ABOUT THIS EXERCISE: Reproduce exactly the line that includes "## Check yourself" and all lines after it, ending with the last line of the data.

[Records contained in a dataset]
PR #517, opened 2021-11-03
Fixed issue with boolean evaluation on command line value switch truthy

jessesanford:
When trying to run helm install or helm upgrade with the  `--set secret.enabled=true` switch no secrets were being created. I used the same format for evaluation of truthy values as used in the configmap template and it works.


wkozlik (approved):
LGTM. Thank you for this fix.

jessesanford:
> LGTM. Thank you for this fix.

You will need to re-run the scans for this PR as I just signed the CLA

PR #2014, opened 2022-05-18
Link to property

### LINKED ISSUE #63: Linking to certain attributes
You did an cool job already via #56 which makes it already useful and nice for us and we will integrate it soon. I just had the idea that it would be useful to link directly to a property e.g. sometimes we get questions and we could then just say, please see the `allowed_vehicle` property and link it. Instead the customer now has to search manually through the docs to read everything and place it correctly.

fenyagg:
## What/Why/How?

Need the ability to make a reference to the property. 
I added property names at the end of the path with `|`. By default, all categories of this property are open.
Added background highlighting of this property.

## Reference
closes #63

## Screenshots (optional)
2dfb3c00a5

## Check yourself

- [ ] Code is linted
- [ ] Tested


fenyagg:
I will create a new mr after improvements and fixes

WRITTEN ANSWER:
## Check yourself

- [ ] Code is linted
- [ ] Tested


fenyagg:
I will create a new mr after improvements and fixes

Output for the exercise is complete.